だから不思議に思った。
 どうして今さら私に優しくするのか。
 私のことをあれだけ嫌っていて、優しくする理由なんてないはずなのに。
 わざわざアトリエに誘ってくることなんて、しないはずなのに。
 クリムは私からの問いかけに、若干詰まりながらも答えてくる。

「別に、優しくしようと思って誘ってるわけじゃない。仕事量に頭を抱えてるっていうのは本当の話だ。だから好き嫌いの問題じゃなくて……」

 次いで彼は不機嫌そうな顔になって、肩を大きくすくめる。

「ていうかそっちこそ、僕のことなんて顔も見たくないくらい嫌ってるだろ。そんなのはお互い様だ」

「……」

「だからまあ、僕のアトリエなんかじゃ働きたくもないだろうって思ったけど、こっちは心底手伝いが欲しい状況だから、一応聞いてみた。それだけの話だよ」

 それなら別に、私じゃなくてもいい気がするけど。
 錬成術の手伝いなら他の見習いたちでも充分にできるだろうし。
 むしろ徒弟を破門された私より断然信頼できると思う。
 それなのにわざわざ嫌いな私を誘うのはどうしてなんだろうか?

「で、どうする? 僕のところに来るのか、来ないか。
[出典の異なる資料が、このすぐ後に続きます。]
PR #5015, opened 2026-01-27
Update to C++ 23

RickiNano:


pwojcikdev:
Thanks for the PR. This upgrade will get merged, just not at this time. The last time we discussed upgrading to C++23 we decided it's best to postpone it after V29 release, especially since we don't need any of the C++23 features. There are services that require building the node from source and we don't want to force upgrades (eg. ubuntu 22 > 24, 22 is still LTS) at this time.

Issue #4053, opened 2023-01-14
Split Block table


clemahieu:
Currently the block table maps block_hash -> block data. Each block is keyed on random data which causes frequent database page splits, hurting performance and causing internal fragmentation. For highest performance and lowest internal fragmentation, the database should append data whenever possible.

Splitting the block table in to one table mapping block_hash -> index and another table mapping index -> block_data significantly reduces the amount of fragmented data. Initial tests show disk space saving up to 50%, a speed up for non-seeking disks, and a significant speed up for seeking disks (HDDs).

Organizing blocks this way has the side effect of providing a topology sort of blocks which can be used for incremental ledger snapshots.

My1:
> Initial tests show disk space saving up to 50%, a speed up for non-seeking disks, and a significant speed up for seeking disks (HDDs).

this is awesome to be honest especially for the smaller nodes.



> Organizing blocks this way has the side effect of providing a topology sort of blocks which can be used for incremental ledger snapshots.

this is also very cool.

qwahzi:
Related draft/work-in-progress PR for review & feedback: https://github.com/nanocurrency/nano-node/pull/4295

PR #5024, opened 2026-02-06
Migrate successor field from sideband to dedicated table

RickiNano:
This PR moves the successor field from the sideband data and into a new database table named successors. It is a rewrite of #4967 

It extracts the successor field from block_sideband into a new successor database table (block_hash -> successor_hash)
Block records are now immutable once written, eliminating predecessor read-modify-write cycles on every block insertion

This is phase 1 of the block table restructuring described in #4053 . It is a prerequisite for the full block table split which enables MDB_APPEND insertion giving 50% disk space savings

Migration (upgrade_v24_to_v25)

Rewrites every block entry in the database in a single pass:

  1. For each block, locates the 32-byte successor hash (always the first field in the old sideband serialization, immediately after the block data).
  2. If the successor is non-zero, inserts it into the new successor table.
  3. Reconstructs the block record without the 32 successor bytes and writes it back.
  4. Uses batch processing with transaction.refresh() (batch size: 2 for dev, 250K for production).
  5. Idempotent on crash recovery

I have tested with both LMDB and RocksDB
Claude code has been assisting in writing the code


pwojcikdev:
This looks good. The only sketchy part is the manual migration by copying buffers. A better approach would be to freeze block sideband class as it was in previous version and use that to deserialize > reserialize with newest version, similar to how it was done for:
```
/**
 * This is a snapshot of the account_info table at v22 which needs to be read for the v22 to v23 upgrade
 */
class account_info_v22 final
{ ...
```

nano/store/ledger_store.cpp
```diff
@@ -364,6 +374,93 @@ void ledger_store::upgrade_v23_to_v24 ()
...
+			{
+				// Read key as block_hash
+				nano::block_hash block_hash;
+				release_assert (key.size () == sizeof (block_hash));
+				std::memcpy (block_hash.bytes.data (), key.data (), sizeof (block_hash));
+
+				auto status = backend.put (transaction, nano::store::table::successor, block_hash, successor_hash);
+				backend.release_assert_success (status);
+			}
+
```
pwojcikdev: > Idempotent on crash recovery

How does this handle the case where block sideband table was only partially rewritten? Part of the entries could be using newer format already.

RickiNano: Good catch. I cleared the successor table to make it start over, but forgot about the blocks that had already been migrated. 
I have pushed a fix for this so the the successor table is not cleared and blocks are checked if they are in the new or old format, and skip new ones. It now resumes after a crash, skipping converted blocks. If a successor already exists but the block data is not modified, it will just overwrite the successor entry with the same data
I also added a progress indicator like in the old version

pwojcikdev: To avoid problems with the sideband versioning and make this indepotent, let's not modify the block sideband table. This upgrade should just copy successors to the extrnal table. We'll migrate block sideband table later together with some mechanism that allows for easier upgrades, since this will be needed for other improvements anyway

RickiNano: Just to be sure that I understand you correctly:
You want the migration to copy all the successors to the new successor table, but leave the successor field in the block sideband unchanged? After migration, the node will read and insert new succesors in the successor table. The successor data in the sideband is not updated.
This would cause 32 bytes of redundant data for each block in the ledger.
I can make the changes, I just wanted to verify that I'm understanding you correctly

pwojcikdev: Correct. The block sideband table will be updated as part of another upgrade.

RickiNano: PR updated

nano/store/ledger_store.cpp
```diff
@@ -364,6 +378,64 @@ void ledger_store::upgrade_v23_to_v24 ()
...
+				auto status = backend.put (transaction, nano::store::table::successor, hash, block_w_sideband.sideband.successor);
+				backend.release_assert_success (status);
+			}
+
+			processed++;
+			if (processed % batch_size == 0)
+			{
+				double const percentage = total_blocks > 0 ? (static_cast<double> (processed) / total_blocks * 100.0) : 0.0;
+				logger.info (nano::log::type::ledger_upgrade, "Processed {} blocks ({:.1f}%)", processed, percentage);
+				transaction.refresh ();
```
Exxenoz, line 427: I previously ran into issues with `transaction.refresh()` and LMDB when inserting large amounts of data. When using refresh, the affected tables consistently ended up consuming significantly more disk space than when inserting the same data without refreshing the transaction.

Because of that, I wanted to ask: after the successor upgrade, does the resulting ledger size roughly match the expected size on your end, or did you also notice a few extra gigabytes of overhead?

I initially suspected LMDB page splits caused by inserting unsorted keys, since LMDB needs to split pages more often in that case. This should not apply here, because the successor inserts block hashes in sorted order. I just wanted to double-check that assumption and make sure no unexpected LMDB behavior is at play here.

pwojcikdev: I noticed the same issue when working on a separate block sideband upgrade (adding a topological index to speed up bootstrap). Because the write pattern was effectively random, it was both slow and caused the ledger to grow to ~200GB.

@RickiNano could you run it against a copy of the current ledger and let us know how much the ledger grows afterward?

Even if we run the upgrade with LMDB in append mode, I suspect the DB will still grow over time once normal operation resumes, since subsequent inserts may not be append-only.

If the numbers look reasonable, we should merge it.

RickiNano: @pwojcikdev 
I just upgraded a recent LMDB production ledger now using this branch.
215345749 blocks in ledger.
Upgrade time: 15 minutes
Size before upgrade 127.860.494.336
Size after upgrade 141.541.904.384 byte
The new successor table adds 32 + 32 bytes for each block (but only if it has a successor). 
32 bytes can be removed from each block in the sideband (even if they don't have a successor). That is about 7 GB.
When/if block split is introduced the total size will be reduced by approx 50% for LMDB

PR #5034, opened 2026-02-22
POC: Split blocks table and remove successor from sideband

RickiNano:
POC of split block table and MDB_APPEND inserts.

### DIFF
--- a/.claude/settings.local.json
+++ b/.claude/settings.local.json
@@ -1,0 +1,7 @@
+{
+  "permissions": {
+    "allow": [
+      "Bash(cmake --build:*)"
+    ]
+  }
+}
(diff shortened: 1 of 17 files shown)


Exxenoz:
Can we apply the same approach to the account table? This would reduce the required storage in the pending, rep_weight, confirmation_height and extended ledger tables.

RickiNano:
> Can we apply the same approach to the account table? This would reduce the required storage in the pending, rep_weight, confirmation_height and extended ledger tables.

Maybe. But saving would be small and it also adds complexity because reading an account will then require two reads after the table is split. The value size should also be larger than the key size to get any savings.
Blocks table is the most obvious candidate for splitting. The value size is quite big, and the table itself has a lot of rows. The main trade-off is the double read pattern.

PR #5035, opened 2026-02-22
Extend telemetry data

RickiNano:
Extends the telemetry message with three new fields: database_backend (uint8), confirmation_latency_ms (uint32), and bootstrap_status (uint8), adding 6 bytes to the payload (150 → 156 bytes)
Introduces versioned size constants (size_v1 = 150, size = 156)

**Forward compatibility**: An old node receives a 156-byte payload but only knows about 150 bytes of structured fields. The extra 6 bytes are read into unknown_data. Signature validation succeeds because serialize_without_signature appends unknown_data to the verification bytes, matching what the new node signed. No code changes are needed on old nodes

**Backward compatibility**: A new node receives a 150-byte payload. The deserialize check payload_length_a >= size (156) is false, so the three new fields remain at their zero-initialized defaults. data_size_ is set to 150 (the payload length), so serialize_without_signature skips the new fields, producing the same bytes the old node signed. Signature validation succeeds.

**Partial payload protection**: If a payload length falls between 151–155 bytes (more than v1 but less than the full v2 size), the new fields are not read

### DIFF
--- a/nano/messages/telemetry.cpp
+++ b/nano/messages/telemetry.cpp
@@ -67,9 +67,9 @@ telemetry_ack::telemetry_ack (nano::network_constants const & constants, telemet
 	message (constants, message_type::telemetry_ack),
 	data (telemetry_data_a)
 {
-	debug_assert (telemetry_data::size + telemetry_data_a.unknown_data.size () <= message_header::telemetry_size_mask.to_ulong ()); // Maximum size the mask allows
+	debug_assert (telemetry_data_a.serialized_size () <= message_header::telemetry_size_mask.to_ulong ()); // Maximum size the mask allows
 	header.extensions &= ~message_header::telemetry_size_mask;
-	header.extensions |= std::bitset<16> (static_cast<unsigned long long> (telemetry_data::size) + telemetry_data_a.unknown_data.size ());
+	header.extensions |= std::bitset<16> (static_cast<unsigned long long> (telemetry_data_a.serialized_size ()));
 }
 
 void telemetry_ack::serialize (nano::stream & stream_a) const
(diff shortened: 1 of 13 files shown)


nano/messages/telemetry.cpp
```diff
@@ -219,6 +233,9 @@ nano::error telemetry_data::serialize_json (nano::jsonconfig & json, bool ignore
 	json.put ("maker", maker);
 	json.put ("timestamp", std::chrono::duration_cast<std::chrono::milliseconds> (timestamp.time_since_epoch ()).count ());
 	json.put ("active_difficulty", nano::to_string_hex (active_difficulty));
+	json.put ("database_backend", database_backend);
+	json.put ("confirmation_latency_ms", confirmation_latency_ms);
+	json.put ("bootstrap_status", bootstrap_status);
```
pwojcikdev: Telemetry message should keep track which version it is, it seems currently to be done via `if (data_size_ > size_v1)` check, but an explicit `version > telemetry_v1` would be better. And only include these fields in json if they are actually present. It's mostly to avoid using 0 for confirmation_latency_ms if it's not present which I think is ugly.

nano/messages/telemetry.hpp
```diff
@@ -51,10 +71,14 @@ class telemetry_data
...
+	static auto constexpr size_v1 = sizeof (signature) + sizeof (node_id) + sizeof (block_count) + sizeof (cemented_count) + sizeof (unchecked_count) + sizeof (account_count) + sizeof (bandwidth_cap) + sizeof (peer_count) + sizeof (protocol_version) + sizeof (uptime) + sizeof (genesis_block) + sizeof (major_version) + sizeof (minor_version) + sizeof (patch_version) + sizeof (pre_release_version) + sizeof (maker) + sizeof (uint64_t) + sizeof (active_difficulty);
+	static auto constexpr size = size_v1 + sizeof (database_backend) + sizeof (confirmation_latency_ms) + sizeof (bootstrap_status);
 	static auto constexpr latest_size = size; // This needs to be updated for each new telemetry version
 
+	uint16_t serialized_size () const;
+
 private:
+	uint16_t data_size_{ latest_size };
```
pwojcikdev: Fields like this tend to cause problems. This can be done without it.

PR #5063, opened 2026-04-13
Enable sccache for Linux and Macos CI builds

RickiNano:
Github offers 10 GB cache storage and we are currently not using it.
This PR introduces compile caching of CI runs on unit tests and code sanitizer running Linux and MacOs. Most of the submodules in this project changes rarely (like Boost, Rocksdb, spdlog etc).
MSVC caching needs some additional changes, so caching on Windows builds are skipped in this PR. I can look into that later.
The first run will populate the cache and give zero cache hits. Subsequent pushes will use cached versions for any unchanged code. 
Each CI job will print cache hit rates to the logs.
From my testing, this reduces build times from 20-30 minutes to 3-10 minutes
https://github.com/mozilla/sccache

### DIFF
--- a/.github/workflows/code_sanitizers.yml
+++ b/.github/workflows/code_sanitizers.yml
@@ -53,7 +53,7 @@ jobs:
         id: build
         run: ci/build-tests.sh
 
-      - name: sccache stats
+      - name: Build cache stats
         if: always()
         run: sccache --show-stats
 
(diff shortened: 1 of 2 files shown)


.github/workflows/code_sanitizers.yml
```diff
@@ -42,10 +46,17 @@ jobs:
...
         run: sudo -E ci/prepare/linux/prepare.sh
 
+      - name: Setup sccache
+        uses: mozilla-actions/sccache-action@v0.0.9
+
       - name: Build Tests
         id: build
         run: ci/build-tests.sh
 
+      - name: sccache stats
```
pwojcikdev: Can we name these build steps "Build cache stats" for consistency

PR #5100, opened 2026-07-02
Fix false-positive 'Incorrect source epoch' in --validate_blocks

clemahieu:
## Summary

`--validate_blocks` flags every receive block where the receiving account had already epoch-upgraded past the sender's epoch, even though this is normal, valid ledger state.

## Problem

The check in `entry.cpp` compares `sideband.source_epoch` to the receiving block's own epoch with equality:

```cpp
if (sideband.source_epoch != node->ledger.version (*block))
```

At write time (`ledger_processor.cpp`), a receiving block's own epoch is set to `max(account's prior epoch, source_epoch)`. So whenever a receiving account is already on a higher epoch than the send it's receiving, `source_epoch < block epoch` by design — not an error. The equality check produces a false positive on every such block.

## Fix

Replace the equality check with the correct monotonic invariant: a block's epoch should never be *less than* the epoch of a send it received.

```cpp
if (node->ledger.version (*block) < sideband.source_epoch)
```

## Test plan

- [x] Ran `--validate_blocks` against a full live-network ledger copy before the fix: 219 blocks flagged, all receives where `source_epoch=epoch_0` and block epoch was `epoch_1`/`epoch_2`
- [x] Applied the fix, rebuilt, reran against the same ledger data: 0 errors, `Validation status: Ok`

### DIFF
--- a/nano/nano_node/entry.cpp
+++ b/nano/nano_node/entry.cpp
@@ -1596,9 +1596,13 @@ int main (int argc, char * const * argv)
 						print_error_message (boost::str (boost::format ("Incorrect sideband block details for block %1%\n") % hash.to_string ()));
 					}
 					// Check link epoch version
+					// A receiving block's own epoch is max(account's prior epoch, source_epoch)
+					// (see ledger_processor.cpp), so source_epoch <= block epoch is expected and
+					// normal whenever the receiving account had already epoch-upgraded past the
+					// sender. Only a block epoch *below* its source_epoch is an actual inconsistency.
 					if (sideband.details.is_receive && (!node->ledger.pruning || !node->store.pruned.exists (transaction, block->source ())))
 					{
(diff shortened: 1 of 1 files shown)


pwojcikdev (approved):

nano/nano_node/entry.cpp
```diff
@@ -1596,9 +1596,13 @@ int main (int argc, char * const * argv)
 						print_error_message (boost::str (boost::format ("Incorrect sideband block details for block %1%\n") % hash.to_string ()));
 					}
 					// Check link epoch version
+					// A receiving block's own epoch is max(account's prior epoch, source_epoch)
+					// (see ledger_processor.cpp), so source_epoch <= block epoch is expected and
```
pwojcikdev, line 1600: Referring to ledger_processor.cpp will get out of sync over time. Opus models like this overly verbose comment style, unless explicitly corrected in claude.md.

PR #5103, opened 2026-07-08
Move signature verification out of the write transaction and parallelize it

RickiNano:
Block signature verification currently runs serially inside the ledger write transaction: the block processor opens a write tx per batch and each ledger.process() call does its ed25519 checks while holding it. This PR moves that CPU work out of the transaction and onto a small worker pool, so batches are pre-validated in parallel before the write tx is opened.

Benefits

- Higher block throughput. Serial signature work now spread across up to 4 threads
- Shorter write transaction hold times. The write tx now spends its time on actual store reads/writes instead of signature validation
- Zero behavioral change. Results are bit-identical to today: same checks, same order of ledger application, same result codes, same notification order. A duplicate block with a bad signature still returns old, forks and rollbacks are untouched.

How it works

- block_context gains a nano::signature_verification result (unknown / valid / valid_epoch / invalid), defaulting to unknown.
- process_batch() fans the batch out across a dedicated nano::thread_pool between next_batch() and tx_begin_write(). Workers verify state blocks (against the account owner first, then the epoch signer for epoch links — the same order the ledger processor uses) and open blocks. Legacy send/receive/change blocks need a frontier lookup to determine the signer, so they stay unknown and are verified inline as today; they are effectively extinct on the live network.
- ledger.process() accepts the verification result (defaulting to unknown, so all existing callers keep today's behavior). Inside ledger_processor, a new validate_signature() helper consumes the pre-computed result where it is conclusive and falls back to validate_message() where it isn't. Debug builds re-verify every skipped check via debug_assert.
- Pre-verified invalid blocks are still rejected at the existing check site inside the transaction (not short-circuited earlier), preserving today's result-code precedence.

Co-authored with Claude Fable

### DIFF
--- a/nano/core_test/block_processor.cpp
+++ b/nano/core_test/block_processor.cpp
@@ -397,6 +397,141 @@ TEST (block_processor, add_many_empty)
 	ASSERT_EQ (node.ledger.block_count (), 1);
 }
 
+// Parallel signature pre-validation processes a valid block and increments the blocks_verified stat
+TEST (block_processor, verification)
+{
+	nano::test::system system;
+
+	nano::node_config node_config;
+	node_config.block_processor->verification_threads = 2;
+	auto & node = *system.add_node (node_config);
+
+	nano::keypair key;
+	nano::block_builder builder;
+	auto send = builder
+				.state ()
+				.account (nano::dev::genesis_key.pub)
+				.previous (nano::dev::genesis->hash ())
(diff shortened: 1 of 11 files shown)


RickiNano:
I need to rebase this branch on develop to fix the conflicts

RickiNano:
Rebased and ready for review @pwojcikdev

別に僕はどっちでもいいけど」

 ぶっきらぼうに今一度問いかけられた私は、微かに埃を被った裏路地の地面に目を落としながら考え込む。
 確かにクリムのことはまだ嫌いだ。
 あの喧嘩は八年前の出来事とはいえ、そう簡単に許せるようなことではないから。
 でも、感情的な問題を差し引いても、この誘いは見習い錬成師の私にとって絶好の機会である。
 ただでさえ今、破門されたという噂がギルドで広がって、どこのアトリエも雇ってくれなくなってしまっているし。
 この機を逃したら、たぶんもう一生、アトリエを開くという夢は叶わなくなってしまいそうな気がする。
 私はお母さんの夢を代わりに叶えて、お母さんがすごい錬成師だったっていうことをみんなに伝えたいんだ。
 改めて強い意志を胸に抱き、私はクリムの方を見て小さく答えた。

「…………行く」

「……そ。それならさっそく宮廷に行こう。トルテ国王や王国騎士団の人たちに色々説明しなきゃいけないから」

 そう言うや、クリムは元来た道を戻るようにしてそそくさと歩き始めた。